Pierre-Auguste Renoir nace en 1841 en Limoges (Francia) con el don de la pintura y con la intuición de que ésta sirve para plasmar un mundo mejor. Poco después, sus padres se trasladan a París, que no era un lugar demasiado amable con las personas humildes, pero idóneo para los artistas. Pierre se enamora de la ciudad y ésta lo cobija con todo su abanico de maravillas y posibilidades…
Pierre en París
A los 13 años de edad ingresa como aprendiz en el taller de los hermanos Lévy, dedicado a la pintura en porcelana. Por las tardes, acude a clases gratuitas de dibujo y demuestra tanta habilidad que uno de los obreros del taller, Émile Laporte, le acaba prestando sus telas y colores, para que pueda practicar también la pintura al óleo.
Con 21 años, aprueba el examen de entrada a la Escuela de Bellas Artes, cuyas clases complementa acudiendo al taller del pintor suizo Charles Gleyre. Allí conoce a Claude Monet, Frédéric Bazille y Alfred Sisley, quienes se convertirán en sus mejores amigos y compañeros en la tremenda aventura de transformar el arte del siglo XIX.
Buscando una nueva manera de pintar
Son pobres, pero tienen talento. Desconocidos, pero con nuevas ideas. Incomprendidos por los puristas, pero comprometidos con un sueño. París nutre su inspiración con todos sus rincones: el Louvre con sus tesoros, el Montmartre con sus cabarets, el Sena con sus islotes, la Grenouillère con su luz reflejada por el agua… Y con todas esas personas que viven la ciudad: que pasean, que se bañan, que beben, que conversan, que ríen y que bailan.
Renoir consigue retratar este entusiasmo por la modernidad en una de sus obras más emblemáticas: Baile en el Moulin de la Galette, donde la música, el movimiento, las miradas y los nuevos hábitos se funden, a pinceladas sueltas, en una imagen que vibra. Que bulle de sensaciones. Una pintura sonora.
La muerte de Bazille
Pero esta época de alegre despreocupación se ve troncada por la tragedia: en julio de 1870 estalla la guerra entre Francia y Prusia. Renoir es destinado a la caballería, primero a Burdeos y luego a Tarbes. Allí enferma de gravedad y, en marzo de 1871, regresa a París. Al poco de llegar, recibe la noticia de la muerte de su amigo, Frédéric Bazille, que le afecta más que su propia experiencia del conflicto.
Abrumado por la pérdida y viendo sus obras rechazadas por el Salón Oficial, decide dar un paso para realizar el sueño que había compartido con Bazille: se une a la Sociedad Anónima Cooperativa de Artistas y participa en la organización de lo que pasará a la historia como la Primera Exposición Impresionista (1874).
La vida en Montmartre
Después, Renoir se muda a Montmartre, forja nuevas amistades y conoce a su futura esposa, Aline Charigot. Alcanza reconocimiento como pintor y recibe algunos encargos. Pero se empieza a dar cuenta de una cosa: se le está agotando el impresionismo…

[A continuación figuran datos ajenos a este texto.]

Issue #1076, opened 2026-08-30
board.mjs still names an innocent token when --port/--interval/--spend-since is given no value


feigi:
Deferred from PR #1069 review (issue #463).

**dimension:** `correctness` (finding `unverified[1]`, extended by its refuter)

## The defect

`makeStray()` refuses a leftover positional token. For a value flag whose `arg()` read sits BELOW the `stray()` call, a missing value now surfaces as `unexpected argument '<the next, innocent token>'` instead of `--<flag> needs a value` — the refusal names a token the caller got right.

PR #1069 fixed the two reads that are plain statements: `board.mjs`'s `arg("prev")` and `ci-state.mjs`'s `arg("workflow-file")`, both hoisted above the guard with their own pins.

Three reads in `board.mjs` are left, all measured by the review's refuter against `cb78fca4` and still true at `6202af2`:

```
board.mjs serve --port --open x       → unexpected argument 'x'   (want: --port needs a value)
board.mjs serve --interval --open x   → unexpected argument 'x'   (want: --interval needs a value)
board.mjs build --spend-since --open x → unexpected argument 'x'  (want: --spend-since needs a value)
```

`file:line` — `skills/fleet/scripts/board.mjs:53` (`argPort()`), `:67` (`argInterval()`), `:481` (the `--spend-since` read inside `gather()`).

## Why it was deferred rather than fixed

These three are not statements at the top of a branch; they are `arg()` calls inside `argPort()`/`argInterval()` (called from `serve()`) and inside `gather()`. Hoisting them means `main()` reading the values and passing them in — a change to the argv fallback of an exported function that in-process callers also use, which is a restructure #463's brief ("a new guard alongside the sweep, not a change to it") does not cover.

## Remedy is open

Two candidates, neither settled:

1. Hoist all three reads into `main()` above `stray()` and pass them down, keeping `serve({...})`'s in-process contract intact.
2. Make `stray()` itself refuse when a value flag's next token starts with `--`. The refuter measured this: it fixes `build --prev --port 9000` but NOT `serve --port --open x` (there `x` is a genuine trailing token, so `stray()` fires regardless of the skip rule), and a differential run showed it changes `stray()` in 165/78642 argv combinations no test observes. Less complete and less pinned than (1).

## Pinning note

[...]

PR #1090, opened 2026-08-30
fix(board): evaluate --port/--open guards at CLI entry, not only in serve()

### LINKED ISSUE #468: board.mjs: the build subcommand never evaluates --port or --open, so both are silently ignored at exit 0
Deferred from PR #464 review (dimension: **silent-failure**). Finding state: **verified and reproduced, behaviour half deferred; the prose half was fixed in PR #464.**

## The defect

`argPort()` and `has("open")` are only ever called inside `serve()` (`board.mjs:439` and `:442`). The `build` path never reaches them, so `--port` and `--open` are accepted and dropped in silence — including the two malformed spellings the shared guards in `arg.mjs` exist to refuse.

Measured on PR #464 head:

```
$ node board.mjs build --port          -> exit 0   (flag ignored, full board JSON on stdout)
$ node board.mjs build --port abc      -> exit 0   (garbage value ignored; #366's guard never runs)
$ node board.mjs build --open=1        -> exit 0   (the --flag=value spelling #364 exists to refuse)

$ node board.mjs build --interval      -> exit 2
$ node board.mjs build --spend-since   -> exit 2
$ node board.mjs build --ledger        -> exit 2
```

The contrast is the point: `ledger`/`prev`/`spend-since`/`interval` are read on the build path too (`gather()` evaluates `argInterval()`, and `:389` evaluates `has("spend-since")`), so they refuse there. `port` and `open` are read in `serve()` alone.

**Not a regression from #367.** Identical old-vs-new in the review's differential matrix — both trees exit 0.

## Already done in PR #464 (do not redo)

`board.mjs`'s comment listed `port` among the flags whose silent-default it had closed, which is false on the build path. PR #464 corrected that comment only — it now says outright that a guard fires only where the flag is actually read, and names `build --port` / `build --port abc` / `build --open=1` as ignored at exit 0. **No behaviour changed.**

## Why the behaviour half is deferred, and why `needs-triage`

The approach is genuinely open, which is the `needs-triage` criterion:

- **Option A** — evaluate the presence guards once at CLI entry (call `argPort()`/`has("open")` in `main()` before dispatching on `process.argv[2]`). Catches both spellings everywhere, but makes `build` refuse flags that are meaningless to it rather than ignoring them, which is a behaviour change for any caller passing them today.
- **Option B** — refuse unknown-for-this-subcommand flags per subcommand, which is a larger design question about whether these scripts want per-subcommand arg schemas at all.

Nobody should pick between those inside a review deferral.

## Related, but not duplicates

- **#463** — `board.mjs`/`ci-state.mjs` silently ignore stray **positional** arguments. Different mechanism: that is a bare token with no leading `--`; this is a **known flag** that is simply never read on one path. A `parseArgs` strict-mode fix for #463 would not catch `build --port`, because `--port` is a legitimate flag of this script.
- **#365** — the unknown **flag name** sweep (`--basee` reading as absent). Also does not catch this: `--port` is a known name.
- **#366** — closed; added the non-numeric guard inside `argPort()`, which is exactly the guard the build path never invokes.

feigi:
## Summary

`argPort()`/`has("open")` used to run only inside `serve()`, so `board.mjs build` never evaluated `--port`/`--open` at all — both malformed spellings the shared guards exist to refuse were accepted and silently ignored at exit 0. Triage ruled Option A (#468 Agent Brief): evaluate the presence/shape guards once at CLI entry, ahead of the `build`/`serve` dispatch, not per-subcommand arg schemas (Option B, out of scope, overlaps #463's remedy).

Verified at `ee1c89d` (this PR's head), run directly against the built script:

```
$ node skills/fleet/scripts/board.mjs build --port
board: --port needs a value          (exit 2)
$ node skills/fleet/scripts/board.mjs build --port abc
board: --port wants an integer 0-65535, got abc   (exit 2)
$ node skills/fleet/scripts/board.mjs build --open=1
board: --open is a boolean flag, not --open=   (exit 2)
```

All three exit 2 with the exact wording `serve()` already refused them with — this changes *where* the guards run, not what they say.

## AC-4 decision (stated in the comment, `skills/fleet/scripts/board.mjs`)

A **well-formed** `board.mjs build --port 9999` is accepted and the value is simply unused: `build` has no server to bind or browser to open, so `argPort()`/`has("open")` are called for their validation side effect only and their return values are discarded on the build path. This is unchanged from before the fix — only the malformed spellings now refuse. Pinned by `build: a well-formed --port/--open is accepted and simply unused, per the #468 ruling` in `board-cli.test.mjs`.

## Enumerate-and-declare (the ticket's own class)

Covered — all three cases the ticket names: `build --port` (trailing, no value), `build --port abc`, `build --open=1`.
Deliberately left as **not this ticket's business** (per the triage ruling and existing `arg.mjs`/`board.mjs` comments): refusing `--port`/`--open` on `build` when they're *syntactically well-formed* — that's Option B, per-subcommand arg schemas, ruled out and overlapping #463.

Control group (ticket's own list) — `ledger`/`prev`/`spend-since`/`interval` already refused on the build path before this change and are unaffected: their existing guard call sites and ordering are untouched, and the full suite (below) still passes every test pinning them.

AC-2/AC-3 control — confirmed via the existing (unmodified) tests: `board-cli.test.mjs`'s `"no --spend-since at all is not an error"` (plain `build`, exit 0, unchanged shape) and `board.test.mjs`'s full `"CLI: serve ..."` block (port/interval/open all pinned) — both pass unchanged, confirming moving the guards to CLI entry didn't touch `serve()`'s own behavior.

## New edit's own risk (not just the bug class)

Placed the two guard calls in `main()` *after* `ledgerFile = arg("ledger")` and *before* both branches' own `stray()` call — same "value guards before `stray()`" ordering `arg.mjs` documents for every other guard in this file, so a malformed value still wins the specific wording over `stray()`'s generic one. Verified the existing ordering-sensitive test (`"CLI: trailing --prev names --prev, not the innocent value of the flag behind it"`) still passes unchanged.

## Review follow-up (`8dca28c`)

The review of this PR returned two `survived` findings and three `suggestion`-band findings that were checked here with one refuter each. All five are applied in `8dca28c`; nothing else from the review is in the tree.

**Applied — comment correction (`board.mjs`, survived 2-0).** The #468 call-site block justified `serve()`'s retained `argPort()`/`has("open")` calls with "keeps `serve()` callable directly (the tests do)". Nothing calls `serve()` in-process: `board.test.mjs` imports `{createBoardServer, mapCi, encodeProjectDir, findSubagentsDir, gatherSpend}`, `board-cli.test.mjs` only `{encodeProjectDir}`, and every `serve`-path test drives the real CLI, which enters `main()`. Two refuters measured it — one threw from `serve()` unless `main()` had set a marker (64/64 still green), one dropped the `export` (95/95 still green). The justification now rests on `serve()` being exported public surface.

**Applied — four new pins (`board.test.mjs`).** The three original malformed cases each pass the flag *alone*, so none of them can see the ordering the same comment claims. Four tests added:

| new test | mutant that reds it |
| --- | --- |
| `build --port abc extra` names `--port`, not the stray | guards moved below `build`'s `stray()` |
| a malformed `--port` with no subcommand names the flag, not the usage line | same mutant |
| `build --port=9000` refuses | hoist narrowed to `if (process.argv.includes("--port")) argPort();` |
| `build --port ""` refuses | hoist narrowed to skip an empty value |

The first two shapes were measured to change behaviour: with the guards below `build`'s `stray()`, `build --port abc extra` reports `unexpected argument 'extra'` instead of naming `--port`, and `board.mjs --port abc` printed the usage line before this PR. The last two are spellings the hoist closes beyond the three the ticket names; a refuter showed the narrowed hoist survives the whole 1492-test suite while reopening `--port=9000`.

**Applied — one blank line (`board-cli.test.mjs`).** This PR had attached its `#468 AC-4` block directly to the pre-existing `#365` block with no blank line, merging two comment runs so the `#365` comment headed the wrong test. A refuter measured the base (`#365` comment ended at 253, its test on 254) and scanned all 2127 contiguous comment runs in `skills/fleet/scripts/*.mjs`, finding no precedent for the merged shape.

**Not applied, deliberately.** The same finding also claimed the `#365` comment's *text* is stale. Refuted three times over: `board.mjs:502-509` still names the well-formed-accepted gap verbatim, so that sentence is still true and its wording is unchanged here. Two further `suggestion` findings (comment duplication in `board.mjs`; the header's word "once") were checked and refuted. Deferrals and refutations are filed — see the review comment on this PR.

## Testing

`node --test skills/fleet/scripts/*.test.mjs` (repo's full test command), from the worktree at `8dca28c` — **`tests 1498 / pass 1498 / fail 0`**, exit 0. (1494 at `ee1c89d`, plus the 4 review pins.)

All eight new tests are mutation-checked, in scratch copies rather than the worktree. Four mutants, each reddening exactly its intended tests and nothing else:

- guards moved below `build`'s `stray()` → reds exactly the ordering pin and the no-subcommand pin (68 tests, 2 fail)
- `if (process.argv.includes("--port")) argPort();` → reds exactly `--port=9000` (1 fail)
- hoist skipping an empty value → reds exactly `--port=9000` and `--port ""` (2 fail)
- **control:** the two guard calls' order swapped, an ordering nothing documents → **green at 68/68**, so the pins discriminate the defect rather than incidental ordering

The original three `build`-refusal pins were mutation-tested when they were written: commenting out the two guard calls in `main()` reddened exactly those three.

Sizing: light

Closes #468


feigi:
## Review adjudication — 13 findings

Applied in `8dca28c` (5), filed (6), no action (2). Full suite from the worktree at that SHA: `node --test skills/fleet/scripts/*.test.mjs` → **`tests 1498 / pass 1498 / fail 0`**, exit 0.

### Applied (5)

| finding | band | why |
| --- | --- | --- |
| `board.mjs:534` comment claims the tests call `serve()` directly | survived 2-0 | nothing calls `serve()` in-process; two refuters proved it by mutation |
| the guards' `stray()` ordering has zero coverage | survived 2-0 | mutant survives all 64 tests; `build --port abc extra` silently swaps which mistake is named |
| `build --port=9000` / `build --port ""` newly refuse, unpinned | suggestion, **checked, survived** | a narrowed hoist reopens `--port=9000` and survives the full 1492-test suite |
| the no-subcommand path changed and is untested | suggestion, **checked, survived** | pre/post measured; a live mutant restoring the old usage line stays 64/64 green |
| the `#468 AC-4` block merged into the pre-existing `#365` comment run | suggestion, **checked, survived** (structural half only) | no precedent in 2127 comment runs; the same finding's *staleness* half was refuted and is not applied |

### Filed (6)

- **#1092** `ready-for-agent` — `serve` never reads `--prev` at all, so a malformed one is swallowed with no shape guard. Real, pre-existing (a pre/post pair is byte-identical on all three `--prev` shapes), and out of #468's scope, which triage restricted to `--port`/`--open`. Cross-references #1076 and #468; explicitly **not** a duplicate of #1076 — that is a read sitting *below* `stray()`, this is a flag never read at all.
- **#1093** `needs-triage` — `main().catch((e) => die(e.message))` renders an internal fault as a `board: <text>` refusal at exit 2, stack dropped. Pre-existing, out of scope, and never adversarially checked.
- **#1094** `needs-triage` — `build --interval abc` does three `gh` reads before refusing; `--interval`'s guard is not hoisted the way `--port`/`--open` now are. Pre-existing, out of scope, never adversarially checked.
- **#1095** `wontfix`, **closed on filing** — the five findings that were checked and did not survive, each with its measurement. Closed because it is a record, not queued work; `ledger.mjs check` reads the tracker at `--state all`, so a future run re-deriving one of these lands on the evidence.

### No action (2)

- The lone red in the review's full-suite run is `unattended-git-sweep.test.mjs` failing at module load inside the `git archive` snapshot (`git rev-parse --show-toplevel` → `fatal: not a git repository`). A known, deterministic artifact of the review mechanism, not a regression; the suite is green in the real worktree, measured above. Not filed.
- The `--prev`-on-`serve` finding's *claim about this PR* (that it half-fixes the gap) is refuted and recorded in #1095; the underlying behaviour is #1092.

### Interaction recorded outside this PR

Commented on **#1076**: this PR closes the first of its three named cases. Re-measured at `8dca28c` — `serve --port --open x` now gives `--port needs a value` (was `unexpected argument 'x'`); `serve --interval --open x` and `build --spend-since --open x` are unchanged and still open. #1076's "still true at `6202af2`" line no longer covers all three.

De hecho, sólo participa de buen grado en tres de las ocho exposiciones dedicadas al movimiento que había contribuido a crear. Porque lo que más le había emocionado no era el estilo en sí, sino su capacidad de superar las convenciones artísticas vigentes y de liberar la pintura del tema. Poder destilar la belleza sin necesidad de una historia.

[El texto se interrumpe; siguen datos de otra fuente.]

PR #1091, opened 2026-08-30
fix(no-undo-audit): the content-corrupt tip object exits 1, not 0 (#494)

### LINKED ISSUE #494: no-undo-audit: two comments claim a content-corrupt TIP stash object leaves `stash list` at rc 0 — measured rc 1 on git 2.50.1
> *This was generated by AI during a PR review.*

**Dimension:** `types` (comment/prose accuracy) · **Deferred from PR #489 review** · pre-existing, **not** introduced or falsified by that PR's diff.

## The claim, and why it is wrong

Two comments assert that a **content-corrupted TIP stash object** leaves `git stash list` at **rc 0** with an empty list. Measured, it is **rc 1**, matching the missing-object row of the table above it.

- `skills/fleet/scripts/no-undo-audit.sh:369` — *"A stash object that is CORRUPT rather than missing (`echo junk > .git/objects/<xx>/<rest>`) reaches this same branch — **list empty at rc 0**, show-ref rc 0 — and git says it in 7 lines…"*
- `skills/fleet/scripts/no-undo-audit.test.mjs:454` — the same clause, word for word: *"list empty at rc 0, show-ref rc 0 — but git answers in SEVEN lines there…"*

Cite by phrase (`list empty at rc 0`) rather than by line number — this file's line citations are known to drift.

## Measurement

git 2.50.1 (Apple Git-155), macOS. Isolated fixture, one stash, tip object overwritten with `printf 'junk\n'`:

```
git version 2.50.1 (Apple Git-155)
$ git stash list
error: inflate: data stream error (incorrect header check)
error: unable to unpack fd41130e9ad39729a46fc0a16fc0a829ca4941e5 header
  (x3)
fatal: loose object fd41130e9ad39729a46fc0a16fc0a829ca4941e5 (stored in .git/objects/fd/41130…) is corrupt
rc=1
stdout=[]
$ git show-ref refs/stash >/dev/null 2>&1; echo $?
0
```

So: **rc 1**, empty stdout, `show-ref` rc 0.

## What is still true

Only the rc clause is wrong. The rest of both comments holds and was reproduced:

- the corrupt-object case **does** reach the `unknown` branch — the counting pipeline is `git stash list 2>/dev/null | wc -l`, whose status is `wc`'s, so `stash=0`; `show-ref` rc 0 ≠ 1, so the branch fires. The rc is simply discarded, which is why the wrong value never showed up as a test failure.
- git really does answer in **7** lines (10 with a bad `objects/info/alternates`) — counted in the same run.

## Why it matters

The paragraph is load-bearing for the neighbouring argument (*"`stash list` is silent in the other three (rc 0, no stderr — measured, git 2.50.1)"*). A reader reconciling the corrupt case against that sentence gets a wrong picture of which states are loud, which is the exact distinction #482 turns on.

## Why `needs-triage`

The defect is verified but the fix is not obviously a word swap. Correcting `rc 0` → `rc 1` in two comments is the minimal edit, but the same paragraph is what #482 is about, and a triager may prefer to fold this into #482's eventual change rather than land a one-word correction that the #482 work then rewrites. A triager should decide which.

## Why deferred from #489

PR #489 is a characterization test for the *truncated-reflog* ceiling (#306). This comment is diff-untouched by it and describes a different corruption shape, so correcting it there would have been an edit in a file the ticket has no business changing beyond its own paragraph.

feigi:
Closes #494

Sizing: light

Two comments said a content-corrupt stash TIP object leaves `git stash list`
`empty at rc 0`. It exits **1**. One token in each file; the paragraph is
otherwise untouched, and the mechanism sentences it carries are intact.

## Measured, not copied from the ticket

git 2.50.1 (Apple Git-155), macOS. Isolated fixture: one stash, tip object
overwritten with `printf 'junk\n'`.

```
$ git stash list 2>/dev/null; echo "rc=$?"      # rc=1, stdout empty
$ git show-ref refs/stash >/dev/null 2>&1       # rc 0
$ git stash list 2>/dev/null | wc -l            # 0  <- why the branch fires
$ git stash list 2>&1 >/dev/null | wc -l        # 7
  ... with `/no\clue/objects` in objects/info/alternates   # 10
```

The rc never surfaced as a failure because the counting pipeline
(`stash list … | wc -l | tr -d ' '`) reports the last stage's status.

The neighbouring `stash list` is silent in the other three sentence was
re-measured on the same git and left alone — it still reads correctly against
the corrected clause: unreadable reflog, unreadable `refs/stash`, and a
malformed `refs/stash` each give rc 0, empty stdout, empty stderr; the
missing-object case gives rc 1 with `fatal: bad object refs/stash`. So the
corrupt case belongs with the loud row, which is what the correction says.

## The pin

Inside the fixture that already builds the corrupt object:

- the rc is now **measured** — `stash list` must exit 1 there — so a wrong
  number in the prose cannot sit unnoticed again;
- the script's own comment is held to the same rc, in **its own test**, using
  `prose-pin.mjs`'s `stripHashGutter` + `between` + `phrase` — so a rewrap is
  not read as a regression, and the match is bounded to the paragraph under
  test.

Both points about the pin changed after review; see **Applied from review**
below for what moved and why.

Mutants, one file, `node --test`:

| mutant | result |
|---|---|
| script clause back to `rc 0` | fail 1, and only that test |
| clause rewrapped, words unchanged | tests 78, pass 78, fail 0 |
| clause deleted, a later occurrence added elsewhere in the script | fail 1 (the old unbounded match stayed green here) |
| `tr` fold at `:403` dropped **and** comment reverted | fail 2 — the behaviour test and the prose test red independently |
| fixture swapped for an unreadable reflog (rc 0 state) | fail 1, on the rc assertion's own message |
| fixture object deleted rather than corrupted (still rc 1) | rc assertion stays green; the `fatal: loose object … is corrupt` assertion fires |

## Out of scope, deliberately

- The rejected `simplify` finding on this block (replace the paragraph with a
  cross-reference) is not revived: it proposed deleting the lines being
  corrected, and asserted a ruling on #482 that does not exist.
- `run-merge-bot.md`'s three of its four causes leave it empty at rc 0 and
  silent enumerates the four causes of `unknown`; re-measured and correct as
  written. The corrupt tip object is a different shape and adding it there
  would be new prose, not this correction.
- `no-undo-audit.sh`'s absent-ref-with-reflog branch says git is silent here,
  empty list at rc 0 — re-measured on the same git: rc 0, empty stdout, empty
  stderr. Correct, untouched.

## Applied from review

The PR #1091 review returned 7 findings, all `suggestion` (0 refuters by
policy). Two were checked by refuters, survived, and landed in `cc85ec5` as one
restructure:

- The pin sat **ahead of `audit(c)`** inside the behaviour test, so `assert`'s
  abort meant a comment-only drift pre-empted this file's only coverage of the
  #304 fold and `printf` hazards — measured: with the fold at `:403` dropped and
  the comment reverted, only the comment was reported and the three behavioural
  assertions never ran. It now has its own test; both red independently.
- The hand-rolled `^[ \t]*#[ \t]?` strip plus `\s+` flatten matched the whole
  file **unbounded** — the false green `prose-pin.mjs`'s own comment warns
  about, and it reproduces. Now bounded to the paragraph via the shared slicer
  30 other prose tests already import.

The rest are recorded in #1096 (closed, `wontfix`): one refuted by measurement,
two positive results re-verified against the new pin, one snapshot artifact, and
one out-of-scope reproducer routed to #482.

Full suite at `cc85ec5`: `node --test skills/fleet/scripts/*.test.mjs` ->
tests 1491, pass 1491, fail 0.


feigi:
**Review findings adjudicated** — 7 findings, all `suggestion` (0 refuters by workflow policy, so all arrived unchecked). Scope-split, then one refuter dispatched per in-scope finding, biased to refuse.

| finding | dimension | disposition |
|---|---|---|
| `unverified[0]` `no-undo-audit.test.mjs:727` | correctness | **applied** — refuter `refuted=false`; false green reproduced |
| `unverified[1]` `no-undo-audit.test.mjs:726` | silent-failure | **applied** — refuter `refuted=false`; masking reproduced |
| `unverified[2]` `no-undo-audit.test.mjs:722` | silent-failure | **refuted** → #1096 |
| `unverified[3]` `no-undo-audit.sh:342` | silent-failure | **out of scope** → re-measured and commented on #482 |
| `unverified[4]` `no-undo-audit.test.mjs:722` | tests | positive result; re-verified against the new pin → #1096 |
| `unverified[5]` `no-undo-audit.test.mjs:728` | tests | positive result; re-verified against the new pin → #1096 |
| `unverified[6]` `unattended-git-sweep.test.mjs:1` | tests | `git archive` snapshot artifact, not a regression → #1096 |

- Checked-band record: #1096 (`wontfix`, closed — evidence, not queued work)
- Non-tip reproducer: https://github.com/feigi/claude-config/issues/482#issuecomment-5470680487

`[0]` and `[1]` landed together as one restructure — both rework the same assertion. Applied in `cc85ec5`.

Suite from the worktree, `node --test skills/fleet/scripts/*.test.mjs` → **tests 1491, pass 1491, fail 0**. No `--no-verify`; pre-commit hooks ran clean.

De nuevo, la pintura antigua
Su arte experimenta un giro conocido como período ingresco, en el que los cuadros de Dominique Ingres le ayudan a “volver para ya no dejarla más, a la antigua pintura dulce y ligera…” Porque lo que ama pintar son universos femeninos habitados por rostros de porcelana y cuerpos aterciopelados. Expresiones gráciles y sensaciones táctiles.
Renoir puede reconocer, finalmente, su propia verdad: “Los temas más simples son eternos. La mujer desnuda surgirá de la ola amarga o de su cama. Se llamará Venus o Nini. No se inventará nada mejor.”
Y ésta no es sólo su verdad, puesto que el arte nunca ha dejado de interesarse por los universos femeninos. Pintores como Faustino Blanco Vega o Jorge Pedraza los siguen explorando, si bien, desde perspectivas diferentes.